The response must restate the data exactly, with nothing left out.

=-=-=-=-=

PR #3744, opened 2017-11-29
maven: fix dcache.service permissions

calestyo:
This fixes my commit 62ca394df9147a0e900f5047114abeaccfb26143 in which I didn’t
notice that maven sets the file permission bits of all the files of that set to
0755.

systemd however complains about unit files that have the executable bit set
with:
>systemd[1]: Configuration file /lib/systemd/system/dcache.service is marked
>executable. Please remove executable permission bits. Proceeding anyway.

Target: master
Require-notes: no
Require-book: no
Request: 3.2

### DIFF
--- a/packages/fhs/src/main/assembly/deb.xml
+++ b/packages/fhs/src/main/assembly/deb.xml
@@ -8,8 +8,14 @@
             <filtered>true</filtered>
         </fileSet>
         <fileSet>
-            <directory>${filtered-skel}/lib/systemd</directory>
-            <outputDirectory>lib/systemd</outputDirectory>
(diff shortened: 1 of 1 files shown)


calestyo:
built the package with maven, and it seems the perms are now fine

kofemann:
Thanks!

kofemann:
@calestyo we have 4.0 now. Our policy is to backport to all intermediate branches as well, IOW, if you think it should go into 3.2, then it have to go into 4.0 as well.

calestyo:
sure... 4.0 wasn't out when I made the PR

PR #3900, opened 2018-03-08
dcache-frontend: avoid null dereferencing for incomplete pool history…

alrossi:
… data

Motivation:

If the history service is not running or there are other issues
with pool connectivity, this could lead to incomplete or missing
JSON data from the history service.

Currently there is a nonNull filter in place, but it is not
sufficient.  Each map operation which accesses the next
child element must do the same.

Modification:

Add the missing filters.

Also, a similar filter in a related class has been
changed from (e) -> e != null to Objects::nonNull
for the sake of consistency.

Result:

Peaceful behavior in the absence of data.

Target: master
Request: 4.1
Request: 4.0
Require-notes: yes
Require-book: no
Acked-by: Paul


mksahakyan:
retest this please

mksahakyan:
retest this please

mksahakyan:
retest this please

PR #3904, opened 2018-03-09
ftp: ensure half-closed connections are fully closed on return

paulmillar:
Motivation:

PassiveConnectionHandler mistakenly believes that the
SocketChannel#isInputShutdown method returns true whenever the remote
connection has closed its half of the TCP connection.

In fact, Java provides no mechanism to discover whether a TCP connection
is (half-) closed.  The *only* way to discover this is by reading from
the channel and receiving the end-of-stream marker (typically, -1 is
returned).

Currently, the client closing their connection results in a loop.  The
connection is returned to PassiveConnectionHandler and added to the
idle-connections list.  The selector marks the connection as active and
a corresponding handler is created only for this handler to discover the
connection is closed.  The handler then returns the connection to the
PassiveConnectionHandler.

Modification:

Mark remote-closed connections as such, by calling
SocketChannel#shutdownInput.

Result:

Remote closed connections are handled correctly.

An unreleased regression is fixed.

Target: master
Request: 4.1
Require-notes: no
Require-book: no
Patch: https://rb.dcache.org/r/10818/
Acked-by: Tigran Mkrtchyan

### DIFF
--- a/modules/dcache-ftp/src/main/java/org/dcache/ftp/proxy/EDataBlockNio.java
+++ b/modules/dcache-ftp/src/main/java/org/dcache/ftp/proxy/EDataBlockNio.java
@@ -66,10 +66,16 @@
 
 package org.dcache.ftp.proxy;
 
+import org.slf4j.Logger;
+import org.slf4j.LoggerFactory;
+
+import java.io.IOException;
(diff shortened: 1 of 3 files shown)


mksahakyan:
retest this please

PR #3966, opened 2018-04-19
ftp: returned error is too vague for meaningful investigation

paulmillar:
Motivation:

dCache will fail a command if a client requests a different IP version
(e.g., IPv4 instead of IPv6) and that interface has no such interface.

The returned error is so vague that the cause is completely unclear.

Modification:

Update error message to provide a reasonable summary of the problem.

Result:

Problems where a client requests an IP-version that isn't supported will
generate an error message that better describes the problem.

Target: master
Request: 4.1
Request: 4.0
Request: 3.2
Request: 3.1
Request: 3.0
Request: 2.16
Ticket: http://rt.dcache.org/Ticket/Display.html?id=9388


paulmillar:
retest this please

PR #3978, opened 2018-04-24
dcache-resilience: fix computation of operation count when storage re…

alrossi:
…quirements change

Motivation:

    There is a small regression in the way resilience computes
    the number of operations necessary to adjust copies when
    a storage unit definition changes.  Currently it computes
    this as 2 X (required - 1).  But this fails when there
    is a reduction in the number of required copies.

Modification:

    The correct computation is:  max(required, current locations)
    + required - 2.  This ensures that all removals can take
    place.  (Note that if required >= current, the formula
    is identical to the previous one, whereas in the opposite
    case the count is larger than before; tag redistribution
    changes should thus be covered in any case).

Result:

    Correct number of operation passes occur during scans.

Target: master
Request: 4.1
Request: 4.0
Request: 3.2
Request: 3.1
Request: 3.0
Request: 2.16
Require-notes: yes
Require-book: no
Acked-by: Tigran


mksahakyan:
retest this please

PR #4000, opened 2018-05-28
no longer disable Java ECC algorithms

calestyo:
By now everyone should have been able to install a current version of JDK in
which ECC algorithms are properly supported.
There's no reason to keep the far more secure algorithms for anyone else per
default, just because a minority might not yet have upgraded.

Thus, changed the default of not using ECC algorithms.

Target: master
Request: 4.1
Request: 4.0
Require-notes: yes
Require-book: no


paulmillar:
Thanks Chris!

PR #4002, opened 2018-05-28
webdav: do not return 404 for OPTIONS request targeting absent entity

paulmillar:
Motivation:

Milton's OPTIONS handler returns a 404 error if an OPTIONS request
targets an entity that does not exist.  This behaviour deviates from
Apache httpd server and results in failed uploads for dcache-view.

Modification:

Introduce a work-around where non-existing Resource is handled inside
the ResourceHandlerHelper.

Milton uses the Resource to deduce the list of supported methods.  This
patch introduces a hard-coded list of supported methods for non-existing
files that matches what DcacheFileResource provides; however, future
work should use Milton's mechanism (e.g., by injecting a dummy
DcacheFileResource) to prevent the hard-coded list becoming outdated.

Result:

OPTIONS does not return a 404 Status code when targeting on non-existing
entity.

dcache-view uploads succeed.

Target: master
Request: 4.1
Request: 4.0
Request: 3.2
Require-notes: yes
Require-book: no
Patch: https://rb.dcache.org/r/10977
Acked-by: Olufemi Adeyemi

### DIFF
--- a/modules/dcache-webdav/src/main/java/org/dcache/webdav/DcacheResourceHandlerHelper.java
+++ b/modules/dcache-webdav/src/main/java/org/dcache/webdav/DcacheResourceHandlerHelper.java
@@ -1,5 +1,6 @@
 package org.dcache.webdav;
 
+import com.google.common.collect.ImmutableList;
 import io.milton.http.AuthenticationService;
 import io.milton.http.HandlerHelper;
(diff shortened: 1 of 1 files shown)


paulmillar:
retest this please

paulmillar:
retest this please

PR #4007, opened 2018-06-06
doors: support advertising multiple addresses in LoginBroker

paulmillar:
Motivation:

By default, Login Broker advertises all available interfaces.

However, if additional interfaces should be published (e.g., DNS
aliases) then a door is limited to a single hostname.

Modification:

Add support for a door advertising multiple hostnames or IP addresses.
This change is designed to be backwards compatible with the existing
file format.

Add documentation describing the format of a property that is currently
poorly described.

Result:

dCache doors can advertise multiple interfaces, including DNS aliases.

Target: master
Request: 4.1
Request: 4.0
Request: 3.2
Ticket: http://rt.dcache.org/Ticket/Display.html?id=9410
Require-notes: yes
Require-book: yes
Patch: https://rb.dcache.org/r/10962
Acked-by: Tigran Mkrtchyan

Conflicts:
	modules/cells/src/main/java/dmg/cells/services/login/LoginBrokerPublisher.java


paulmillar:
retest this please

=-=-=-=-=

Output for this task:
PR #3744, opened 2017-11-29
maven: fix dcache.service permissions

calestyo:
This fixes my commit 62ca394df9147a0e900f5047114abeaccfb26143 in which I didn’t
notice that maven sets the file permission bits of all the files of that set to
0755.

systemd however complains about unit files that have the executable bit set
with:
>systemd[1]: Configuration file /lib/systemd/system/dcache.service is marked
>executable. Please remove executable permission bits. Proceeding anyway.

Target: master
Require-notes: no
Require-book: no
Request: 3.2

### DIFF
--- a/packages/fhs/src/main/assembly/deb.xml
+++ b/packages/fhs/src/main/assembly/deb.xml
@@ -8,8 +8,14 @@
             <filtered>true</filtered>
         </fileSet>
         <fileSet>
-            <directory>${filtered-skel}/lib/systemd</directory>
-            <outputDirectory>lib/systemd</outputDirectory>
(diff shortened: 1 of 1 files shown)


calestyo:
built the package with maven, and it seems the perms are now fine

kofemann:
Thanks!

kofemann:
@calestyo we have 4.0 now. Our policy is to backport to all intermediate branches as well, IOW, if you think it should go into 3.2, then it have to go into 4.0 as well.

calestyo:
sure... 4.0 wasn't out when I made the PR

PR #3900, opened 2018-03-08
dcache-frontend: avoid null dereferencing for incomplete pool history…

alrossi:
… data

Motivation:

If the history service is not running or there are other issues
with pool connectivity, this could lead to incomplete or missing
JSON data from the history service.

Currently there is a nonNull filter in place, but it is not
sufficient.  Each map operation which accesses the next
child element must do the same.

Modification:

Add the missing filters.

Also, a similar filter in a related class has been
changed from (e) -> e != null to Objects::nonNull
for the sake of consistency.

Result:

Peaceful behavior in the absence of data.

Target: master
Request: 4.1
Request: 4.0
Require-notes: yes
Require-book: no
Acked-by: Paul


mksahakyan:
retest this please

mksahakyan:
retest this please

mksahakyan:
retest this please

PR #3904, opened 2018-03-09
ftp: ensure half-closed connections are fully closed on return

paulmillar:
Motivation:

PassiveConnectionHandler mistakenly believes that the
SocketChannel#isInputShutdown method returns true whenever the remote
connection has closed its half of the TCP connection.

In fact, Java provides no mechanism to discover whether a TCP connection
is (half-) closed.  The *only* way to discover this is by reading from
the channel and receiving the end-of-stream marker (typically, -1 is
returned).

Currently, the client closing their connection results in a loop.  The
connection is returned to PassiveConnectionHandler and added to the
idle-connections list.  The selector marks the connection as active and
a corresponding handler is created only for this handler to discover the
connection is closed.  The handler then returns the connection to the
PassiveConnectionHandler.

Modification:

Mark remote-closed connections as such, by calling
SocketChannel#shutdownInput.

Result:

Remote closed connections are handled correctly.

An unreleased regression is fixed.

Target: master
Request: 4.1
Require-notes: no
Require-book: no
Patch: https://rb.dcache.org/r/10818/
Acked-by: Tigran Mkrtchyan

### DIFF
--- a/modules/dcache-ftp/src/main/java/org/dcache/ftp/proxy/EDataBlockNio.java
+++ b/modules/dcache-ftp/src/main/java/org/dcache/ftp/proxy/EDataBlockNio.java
@@ -66,10 +66,16 @@
 
 package org.dcache.ftp.proxy;
 
+import org.slf4j.Logger;
+import org.slf4j.LoggerFactory;
+
+import java.io.IOException;
(diff shortened: 1 of 3 files shown)


mksahakyan:
retest this please

PR #3966, opened 2018-04-19
ftp: returned error is too vague for meaningful investigation

paulmillar:
Motivation:

dCache will fail a command if a client requests a different IP version
(e.g., IPv4 instead of IPv6) and that interface has no such interface.

The returned error is so vague that the cause is completely unclear.

Modification:

Update error message to provide a reasonable summary of the problem.

Result:

Problems where a client requests an IP-version that isn't supported will
generate an error message that better describes the problem.

Target: master
Request: 4.1
Request: 4.0
Request: 3.2
Request: 3.1
Request: 3.0
Request: 2.16
Ticket: http://rt.dcache.org/Ticket/Display.html?id=9388


paulmillar:
retest this please

PR #3978, opened 2018-04-24
dcache-resilience: fix computation of operation count when storage re…

alrossi:
…quirements change

Motivation:

    There is a small regression in the way resilience computes
    the number of operations necessary to adjust copies when
    a storage unit definition changes.  Currently it computes
    this as 2 X (required - 1).  But this fails when there
    is a reduction in the number of required copies.

Modification:

    The correct computation is:  max(required, current locations)
    + required - 2.  This ensures that all removals can take
    place.  (Note that if required >= current, the formula
    is identical to the previous one, whereas in the opposite
    case the count is larger than before; tag redistribution
    changes should thus be covered in any case).

Result:

    Correct number of operation passes occur during scans.

Target: master
Request: 4.1
Request: 4.0
Request: 3.2
Request: 3.1
Request: 3.0
Request: 2.16
Require-notes: yes
Require-book: no
Acked-by: Tigran


mksahakyan:
retest this please

PR #4000, opened 2018-05-28
no longer disable Java ECC algorithms

calestyo:
By now everyone should have been able to install a current version of JDK in
which ECC algorithms are properly supported.
There's no reason to keep the far more secure algorithms for anyone else per
default, just because a minority might not yet have upgraded.

Thus, changed the default of not using ECC algorithms.

Target: master
Request: 4.1
Request: 4.0
Require-notes: yes
Require-book: no


paulmillar:
Thanks Chris!

PR #4002, opened 2018-05-28
webdav: do not return 404 for OPTIONS request targeting absent entity

paulmillar:
Motivation:

Milton's OPTIONS handler returns a 404 error if an OPTIONS request
targets an entity that does not exist.  This behaviour deviates from
Apache httpd server and results in failed uploads for dcache-view.

Modification:

Introduce a work-around where non-existing Resource is handled inside
the ResourceHandlerHelper.

Milton uses the Resource to deduce the list of supported methods.  This
patch introduces a hard-coded list of supported methods for non-existing
files that matches what DcacheFileResource provides; however, future
work should use Milton's mechanism (e.g., by injecting a dummy
DcacheFileResource) to prevent the hard-coded list becoming outdated.

Result:

OPTIONS does not return a 404 Status code when targeting on non-existing
entity.

dcache-view uploads succeed.

Target: master
Request: 4.1
Request: 4.0
Request: 3.2
Require-notes: yes
Require-book: no
Patch: https://rb.dcache.org/r/10977
Acked-by: Olufemi Adeyemi

### DIFF
--- a/modules/dcache-webdav/src/main/java/org/dcache/webdav/DcacheResourceHandlerHelper.java
+++ b/modules/dcache-webdav/src/main/java/org/dcache/webdav/DcacheResourceHandlerHelper.java
@@ -1,5 +1,6 @@
 package org.dcache.webdav;
 
+import com.google.common.collect.ImmutableList;
 import io.milton.http.AuthenticationService;
 import io.milton.http.HandlerHelper;
(diff shortened: 1 of 1 files shown)


paulmillar:
retest this please

paulmillar:
retest this please

PR #4007, opened 2018-06-06
doors: support advertising multiple addresses in LoginBroker

paulmillar:
Motivation:

By default, Login Broker advertises all available interfaces.

However, if additional interfaces should be published (e.g., DNS
aliases) then a door is limited to a single hostname.

Modification:

Add support for a door advertising multiple hostnames or IP addresses.
This change is designed to be backwards compatible with the existing
file format.

Add documentation describing the format of a property that is currently
poorly described.

Result:

dCache doors can advertise multiple interfaces, including DNS aliases.

Target: master
Request: 4.1
Request: 4.0
Request: 3.2
Ticket: http://rt.dcache.org/Ticket/Display.html?id=9410
Require-notes: yes
Require-book: yes
Patch: https://rb.dcache.org/r/10962
Acked-by: Tigran Mkrtchyan

Conflicts:
	modules/cells/src/main/java/dmg/cells/services/login/LoginBrokerPublisher.java


paulmillar:
retest this please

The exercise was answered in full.